_WHAT IS BEING ASKED_: If a line in the records contains the string "these", show that line.

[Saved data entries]
PR #898, opened 2017-12-12
fix: Openshift resource installer.

iocanel:
The resource installer for Openshift is currently unusable, as it doesn't override the `toImmutable()` method which returns an immutable instance of its super class.

This pull request fixes that and also adds some more logging.


lordofthejars:
One question, why this error has not detected in the functional test of Templates?

iocanel:
@lordofthejars: because its only visible if you try to pass a template parameters file.

lordofthejars:
Great, thanks for the find and the improvement.

PR #903, opened 2017-12-14
Fix #895: Creates integration between graphene and openshift

### LINKED ISSUE #895: Creates an integration between Graphene and OpenShift
##### Issue Overview

Creates an integration between Graphene and OpenShift so Graphene is configured using `route` as done in Cube Docker https://github.com/arquillian/arquillian-cube/tree/master/docker/drone

##### Expected Behaviour

Allow Graphene to be configured using the `route` definition of cluster

##### Current Behaviour

Cannot be done and you need to set the hardcode url.

hemanik:
Creates an integration between graphene and openshift, such that graphene can be configured as `route` definition of the cluster.

- Implements route resolution logic.
- Adds ftest for the same.

Fixes #895


openshift/openshift/src/main/java/org/arquillian/cube/openshift/impl/graphene/location/OpenshiftCustomizableURLResourceProvider.java
```diff
@@ -0,0 +1,97 @@
...
+
+        final String configuredUrl = grapheneConfiguration.getUrl();
+
+        if (configuredUrl != null && !configuredUrl.isEmpty()) {
+            return getRoute(new URL(configuredUrl).getHost()).get();
+        }
+        return getRoute().get();
+    }
+
+    private Optional<URL> getRoute(String routeName) {
```
lordofthejars: Instead of passing routeName, pass the URL (`new URL(configuredURL)`) then do the `getHost` thing. But if `getRoute` returns null, return the original `new URL(configuredURL)`. So in this way this method does not return an `Optional` and always returns a valid `URL` object.

openshift/openshift/src/main/java/org/arquillian/cube/openshift/impl/graphene/location/OpenshiftCustomizableURLResourceProvider.java
```diff
@@ -0,0 +1,97 @@
...
+        final OpenShiftClient client = clientInstance.get();
+
+        final CubeOpenShiftConfiguration config = (CubeOpenShiftConfiguration) configurationInstance.get();
+
+        Route route = client.getClient().routes().inNamespace(config.getNamespace()).withName(routeName).get();
+
+        return route != null ? createUrlFromRoute(route) : Optional.empty();
+    }
+
+    private Optional<URL> getRoute() {
```
lordofthejars: You are doing nothing in the caller with `Optional` so I'll suggest returning directly the `URL`, then in the caller, you just need to check if it is null and if it is null just throw an exception saying that no route is defined.

lordofthejars:
Last thing before merging, can you update the documentation as well in OpenShift section?


Thank you very much :)

lordofthejars:
Thank you very much for this new awesome feature.

PR #913, opened 2017-12-19
Adds example for new JUnit Rules

### LINKED ISSUE #912: Write examples for new Arquillian JUnit Rule
Arquillian-core implemented JUnit Rule feature as a part of arquillian/arquillian-core#147.

Write few tests to run it with new Arquillian JUnit Rules

dipak-pawar:
Adds example for new JUnit arquillian Rule implemented as a part of arquillian/arquillian-core#147.

Fixes #912

### DIFF
--- a/pom.xml
+++ b/pom.xml
@@ -63,7 +63,7 @@
   </issueManagement>
 
   <properties>
-    <version.arquillian_core>1.1.15.Final</version.arquillian_core>
+    <version.arquillian_core>1.2.0-SNAPSHOT</version.arquillian_core>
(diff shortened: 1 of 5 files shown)


pom.xml
```diff
@@ -63,7 +63,7 @@
   </issueManagement>
 
   <properties>
-    <version.arquillian_core>1.1.15.Final</version.arquillian_core>
+    <version.arquillian_core>1.2.0-SNAPSHOT</version.arquillian_core>
```
bartoszmajsak: Need to be changed to the released version before merging

PR #918, opened 2017-12-29
fix(#886): categorizes tests as per environment

### LINKED ISSUE #886: Create maven profiles to start docker tests or k8s/openshift tests on travis CI.
##### Issue Overview
There is no different profiles for different env. We can create parallel configuration by enabling `env in [docker, k8s/openshift]`. So just run k8s & openshift tests in parallely with travis matrix when env k8s is enabled & docker in another job.

This will reduce build time

dipak-pawar:
Categorizes tests as per environment

 -  Decoupled requirement and resolver/logic by using SPI instead of meta-annotation as it's done now.
 - moved annotations to its own module
 - skipping releasing this module
 - together with @RequireOpenshift using @Category(RequireOpenshift.class).
-  Running all unit tests with respective category tests using surefire and failsafe.

Fixes #886 

We can run all unit tests in one build job parallel with other categorized builds, once https://github.com/travis-ci/travis-ci/issues/2062 gets fixed. So we can get fast feedback if any one unit tests failed


docker/docker/src/test/java/org/arquillian/cube/docker/impl/client/BeforeStopContainerObserverTest.java
```diff
@@ -32,6 +35,7 @@
 import static org.mockito.Mockito.verify;
 
 @RunWith(MockitoJUnitRunner.class)
+@Category({RequiresDocker.class, RequiresDockerMachine.class})
```
bartoszmajsak: Do we really need these categories if we are running mockito-powered tests?

docker/docker/src/test/java/org/arquillian/cube/docker/impl/client/CubeConfigurationTest.java
```diff
@@ -25,6 +28,7 @@
 import org.hamcrest.collection.IsIterableContainingInOrder;
 import static org.junit.Assert.assertThat;
 
+@Category({RequiresDocker.class, RequiresDockerMachine.class})
```
bartoszmajsak: This looks like a unit test to me - why do we require docker category here?

pom.xml
```diff
@@ -358,6 +365,43 @@
...
+            <artifactId>maven-surefire-plugin</artifactId>
+            <version>${version.surefire}</version>
+            <executions>
+              <execution>
+                <id>default-test</id>
+                <goals>
+                  <goal>test</goal>
+                </goals>
+                <configuration>
+                  <groups>${env.type}</groups>
```
bartoszmajsak: Not really sure if that's needed. According to [the docs](http://maven.apache.org/surefire/maven-surefire-plugin/test-mojo.html#groups) you should be able to use `-Dgroups` when running the build, so no need for a profile, really.

requirement/src/main/java/org/arquillian/cube/requirement/Requirements.java
```diff
@@ -26,4 +33,24 @@ public static void checkRequirement(Requires requires, Annotation context) throw
...
+
+        final Iterator<Requirement> requirements = requirementLoader.iterator();
+
+        while (requirement == null && requirements.hasNext()) {
+            Requirement req = requirements.next();
+            try {
+                req.getClass().getDeclaredMethod("check", context.annotationType());
+                requirement = req;
+            } catch (NoSuchMethodException e) {
+                // if method not found with required signature. Look for next implementation
```
bartoszmajsak: What if after iterating over all implementations found on the CP we still have `requirement` being `null`? Shall we fail in such a case?

pom.xml
```diff
@@ -65,6 +66,7 @@
   <properties>
     <version.arquillian_core>1.2.0.Final</version.arquillian_core>
     <version.junit>4.12</version.junit>
+    <version.surefire>2.19.1</version.surefire>
```
bartoszmajsak: Can't we use newer version `2.20.1`?

requirement/src/main/java/org/arquillian/cube/requirement/Requirements.java
```diff
@@ -26,4 +33,24 @@ public static void checkRequirement(Requires requires, Annotation context) throw
             }
         }
     }
+
+    private static Requirement getRequirement(Annotation context) {
```
bartoszmajsak: Maybe some better method name suggesting it's dynamically looking for SPI implementation?

requirement/src/main/java/org/arquillian/cube/requirement/Requirements.java
```diff
@@ -26,4 +33,24 @@ public static void checkRequirement(Requires requires, Annotation context) throw
...
+        Requirement requirement = null;
+
+        final ServiceLoader<Requirement> requirementLoader = ServiceLoader.load(Requirement.class);
+
+        final Iterator<Requirement> requirements = requirementLoader.iterator();
+
+        while (requirement == null && requirements.hasNext()) {
+            Requirement req = requirements.next();
+            try {
+                req.getClass().getDeclaredMethod("check", context.annotationType());
```
bartoszmajsak: I struggle to understand how this code is supposed to be working. We never really `check` if given implementation satisfies the requirement, but always just return the last passing this loop. And only then we call the actual `.check` in the caller method `checkRequirement`.  Will this always work?

requirement-spi/src/main/java/org/arquillian/cube/openshift/impl/requirement/RequiresOpenshift.java
```diff
@@ -4,11 +4,12 @@
 import java.lang.annotation.Retention;
 import java.lang.annotation.RetentionPolicy;
 import java.lang.annotation.Target;
+import org.arquillian.cube.spi.requirement.Requirement;
 import org.arquillian.cube.spi.requirement.Requires;
 
 @Retention(RetentionPolicy.RUNTIME)
 @Target({ElementType.TYPE, ElementType.METHOD})
-@Requires(OpenshiftRequirement.class)
+@Requires(Requirement.class)
```
bartoszmajsak: This looks a bit odd now. WDYT @lordofthejars?

docker/docker/src/test/java/org/arquillian/cube/docker/impl/client/BeforeStopContainerObserverTest.java
dipak-pawar: Now if we decided to just run all docker related tests (unit and functional), currently there is no way, if we run tests using category, it will execute all unit tests (docker, k8s, openshift) and functional tests having `@Category(RequiresDocker.class)`, as for all unit tests we don't have any category.

So to run particular env(docker/k8s) unit tests I applied `@Category` for all unit tests

dipak-pawar: With this also you can run tests on host having docker or host having docker-machine without commenting anything if we fix how to get docker machine installed on host?

docker/docker/src/test/java/org/arquillian/cube/docker/impl/client/CubeConfigurationTest.java
dipak-pawar: same like above

docker/docker/src/test/java/org/arquillian/cube/docker/impl/client/BeforeStopContainerObserverTest.java
bartoszmajsak: I understand this reasoning, but this effectively means that we have to have a category always defined for every test or run the build without `groups` defined. I am not sure if that's intuitive.

In addition, it can be overlooked (unless we bring some check during the build to enforce having categories on each test), so if we don't have a build on our CI without `groups` defined those tests will never be run.

pom.xml
dipak-pawar: This works fine for `mvn clean test`. But when you try to use same configuration for `mvn clean install`. It won't work. It fails saying ` Cannot find default setter in class org.apache.maven.plugins.javadoc.options.Group`

bartoszmajsak: That's a very odd type (`javadoc`?) :) Does it also show up when you use latest Surefire?

requirement/src/main/java/org/arquillian/cube/requirement/Requirements.java
dipak-pawar: yes we should fail in such case. Good catch

pom.xml
dipak-pawar: yes, it's reproducing with latest `surefire`. ok I will try to overwrite it with `jboss-parent`

bartoszmajsak: Can you figure out if that's a known issue or limitation? Since we run `install` maybe it's the failsafe side which is causing the problem?

requirement/src/main/java/org/arquillian/cube/requirement/Requirements.java
dipak-pawar: @bartoszmajsak , We are looking for requirement with respective method definition `check(context.annotationType)`. If it haven't found it it will throw exception by saying `NoSuchMethodException` which we are catching & iterating over next. Here we are returning first requirement with correct method(`check(RequiresDocker)|check(RequiresKubernetes)`) on classpath, we are not returning last passing value. This should always work

bartoszmajsak: I this given case, yes. But what if you have two SPIs with the same method signature (unlikely, we are not preventing it from happening)?

bartoszmajsak: And I still believe we are returning the last matching one, not the first one.

bartoszmajsak: > Here we are returning first requirement with correct method

Right, but the main concern I explained above still remains.

pom.xml
dipak-pawar: no it's not the case. [maven-javadoc-plugin](https://maven.apache.org/plugins/maven-javadoc-plugin/examples/group-configuration.html) has `groups` as configuration property which is for groping packages. So it has conflict with this.

We have workaround for this as follows:
```xml
<properties>
    <surefire.groups/>
  </properties>
<plugin>
 <artifactId>maven-surefire-plugin</artifactId>
    <configuration>
      <groups>${surefire.groups}</groups>
    </configuration>
</plugin>
```

So with this we run run our tests as `mvn clean install -Dsurefire.groups=RequiresDocker`

requirement/src/main/java/org/arquillian/cube/requirement/Requirements.java
dipak-pawar: yeah but this is the limitation of spi. May be we can add weight to take precedence of one over another wdyt?

bartoszmajsak: That's not a limitation of SPI really, more this code to be honest. But on the other we don't need it yet. Worth documenting it though.

requirement-spi/src/main/java/org/arquillian/cube/openshift/impl/requirement/RequiresOpenshift.java
lordofthejars: Yeah really odd.

dipak-pawar: Can you suggest me something using which we can make it clean

kubernetes/ftest-kubernetes/src/test/java/HelloWorldIT.java
```diff
@@ -1,3 +1,4 @@
+import com.sun.org.apache.regexp.internal.RE;
```
lordofthejars: What is this import?

requirement-spi/src/main/java/org/arquillian/cube/openshift/impl/requirement/RequiresOpenshift.java
lordofthejars: I am really bad given names hehehe maybe `constraint`?

bartoszmajsak: I don't think it's even about the name, but the general construct. For now, maybe renaming is enough, but we might want to revisit our approach with annotations. Something tells me that we might need to improve the design

bartoszmajsak:
I'm fine with the changes.

@lordofthejars if it makes sense for you, let's create an issue to address `@Requires(Constraint.class)` construct - I believe we can get rid off it.

PR #150, opened 2016-09-13
Fix docs for Future::or_else.

jimblandy:
The prior docs seem to be copied from `and_then`. They incorrectly
suggest that the method operates on two pre-existing futures, and that
both will run. They don't point out `or_else`'s usefulness in
establishing fallbacks.


alexcrichton:
Thanks!

PR #172, opened 2016-09-22
Update futures::stream::iter docs to reflect implementation.

tmiasko:
Previously implementation of `futures::stream::iter` required items with
`Result` type from iterator. `Ok` has been mapped into a stream item,
and `Err` into a stream error.

Now `futures::stream::iter` is generic over stream error type, because
implementation never returns one. Iterator items are mapped directly
into stream items. This behaviour matches the existing documentation for
`futures::stream::iter` function.

### DIFF
--- a/src/stream/iter.rs
+++ b/src/stream/iter.rs
@@ -9,13 +9,11 @@ pub struct IterStream<I> {
     iter: I,
 }
 
-/// Converts an `Iterator` into a `Stream` which is always ready to yield the
-/// next value.
+/// Converts an `Iterator` over `Result`s into a `Stream` which is always ready
+/// to yield the next value.
 ///
 /// Iterators in Rust don't express the ability to block, so this adapter simply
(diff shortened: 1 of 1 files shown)


alexcrichton:
Thanks for the PR! This was intended to be an analog to `futures::done`, though, where you can express either errors or `Ok` with it. Perhaps this could be added as a separate adapter?

tmiasko:
Oh, so documentation is wrong, not implementation? 

> Additionally, the error type is generic here as it will never be returned,
> instead the type of the iterator will always be returned upwards as a
> successful value.

If so, then feel free to close this PR. Probably doesn't matter too much which
way it is fixed. You can easily get one functionality from the other either by
sticking map before `stream::iter`, or `and_then` after it.

alexcrichton:
Oh bah that's a typo holdover from a previous iteration, want to update this to fix the docs?

tmiasko:
Rebased and updated the docs.

alexcrichton:
Thanks!

PR #176, opened 2016-09-26
Return inner stream from `ForEach` when done.

dwrensha:
This allows resources to be reclaimed from the stream, similar to how `StreamFuture` returns its inner stream when the end is reached.

After this change, `cargo test` continues to pass for `tokio-core`, but there are some new "unused result which must be used" warnings.

### DIFF
--- a/src/stream/for_each.rs
+++ b/src/stream/for_each.rs
@@ -7,7 +7,7 @@ use stream::Stream;
 /// This structure is returned by the `Stream::for_each` method.
 #[must_use = "streams do nothing unless polled"]
 pub struct ForEach<S, F> {
-    stream: S,
+    stream: Option<S>,
     f: F,
 }
 
@@ -16,7 +16,7 @@ pub fn new<S, F>(s: S, f: F) -> ForEach<S, F>
           F: FnMut(S::Item) -> Result<(), S::Error>,
 {
     ForEach {
-        stream: s,
+        stream: Some(s),
         f: f,
     }
 }
@@ -25,15 +25,24 @@ impl<S, F> Future for ForEach<S, F>
     where S: Stream,
           F: FnMut(S::Item) -> Result<(), S::Error>,
 {
-    type Item = ();
+    type Item = S;
     type Error = S::Error;
 
-    fn poll(&mut self) -> Poll<(), S::Error> {
-        loop {
-            match try_ready!(self.stream.poll()) {
-                Some(e) => try!((self.f)(e)),
-                None => return Ok(Async::Ready(())),
+    fn poll(&mut self) -> Poll<S, S::Error> {
+        match self.stream {
+            Some(ref mut s) => {
+                loop {
+                    let r = try_ready!(s.poll());
+                    match r {
+                        Some(e) => try!((self.f)(e)),
+                        None => break,
+                    }
+                }
+
             }
+            None => panic!("poll a ForEach after it's done"),
         }
+
+        Ok(Async::Ready(self.stream.take().unwrap()))
     }
 }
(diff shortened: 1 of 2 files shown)


dwrensha:
Hm. Perhaps it would make sense to define a wrapper type `DrainedStream<S>` for this case and the `StreamFuture` case, in order to avoid spurious "unused result" warnings.

alexcrichton:
Hm yeah I feel like we haven't quite figure out the best story here in terms of ownership of streams and what combinators should do to be as flexible as possible. On one hand consumption in a context like this is costly due to the loss of potentially valuable resources, but we can also take a hit to ergonomics in some cases.

In this case though could the future just resolve to `S` itself instead of `Drained<S>`?

dwrensha:
> In this case though could the future just resolve to S itself instead of Drained<S>?

That's what my first commit does. I added `Drained` in the second commit because it seemed awkward to return a stream that's going to give a warning like "must use -- streams do nothing unless polled" when in fact it would be an error to `poll()` the returned stream.

> On one hand consumption in a context like this is costly due to the loss of potentially valuable resources, but we can also take a hit to ergonomics in some cases.

As far as I can tell, the ergonomic downside to my proposed changes is that you might occasionally need to add`.map(|_| ())`.

In the case I have in mind, my proposed changes have significant ergonomic upside. I want to read from a socket until EOF and then write something to the socket.  I want to do the reads through a `ForEach` and then get the socket back to do the write. If `ForEach` consumes its stream, then I need to split the socket or figure out some other way to keep it around for the write.

I admit that it's possible that the case I have in mind is unusual. Regardless, I think "don't unnecessarily drop things" is a pretty solid principle.

alexcrichton:
> That's what my first commit does. I added Drained in the second commit because it seemed awkward to return a stream that's going to give a warning like "must use -- streams do nothing unless polled" when in fact it would be an error to poll() the returned stream.

Oh good point. I think though that as arguments to closures and such it's fine to ignore, so I don't think the warning would crop up here, right?

---

I think you've sold me on these semantics, seems good to me!

dwrensha:
If I don't add the `Drained<S>` wrapper, the warning does crop up in the tokio-core examples:

```
warning: unused result which must be used: streams do nothing unless polled, #[warn(unused_must_use)] on by default
  --> examples/sink.rs:35:5
   |
35 |     l.run(server).unwrap();
   |     ^^^^^^^^^^^^^^^^^^^^^^^

warning: unused result which must be used: streams do nothing unless polled, #[warn(unused_must_use)] on by default
  --> examples/hello.rs:24:5
   |
24 |     core.run(server).unwrap();
   |     ^^^^^^^^^^^^^^^^^^^^^^^^^^
```

Moreover, I like that `type Item = Drained<S>;` succinctly conveys the semantics, while I think that `type Item = S;` would possibly be confusing.

alexcrichton:
Hm that seems reasonable to me actually, I wouldn't mind adding some calls to `drop`. I'd prefer to not expand the surface area with `Drained` as it seems like it may be an otherwise unnecessary wrapper.

dwrensha:
OK. Please feel free to only pull in the first commit (https://github.com/alexcrichton/futures-rs/pull/176/commits/82afb2e62761a954041ff5313cc90450b04f193d) if you think that would be better.

carllerche:
I actually think that this can be done without any loss of ergonomics by adding inherent fns to individual future structs.

For example, `ForEach` could add:

```rust
impl<T> ForEach<T> {
    pub fn with_inner(self) -> WithInner<Self> {
        WithInner::new(self)
    }
}
```

such that `WithInner` polls the future (`ForEach` in this case) but then returns the final value plus `ForEach::into_inner`.

rphmeier:
@carllerche great idea! although I would recommend avoiding using `with` in the name to avoid confusion with `Sink::with`. maybe `reclaim_inner`?

carllerche:
I don't have a ton of great ideas around how to name this combinator :(

alexcrichton:
Ok now merged into 0.2!

PR #178, opened 2016-09-26
Annotate `CpuFuture` with `#[must_use]`.

tmiasko:
When dropped `CpuFuture` will try to cancel the computation,
thus not using it is most likely an error.


alexcrichton:
Thanks!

_EXERCISE RESULT_:
bartoszmajsak: Do we really need these categories if we are running mockito-powered tests?
I think you've sold me on these semantics, seems good to me!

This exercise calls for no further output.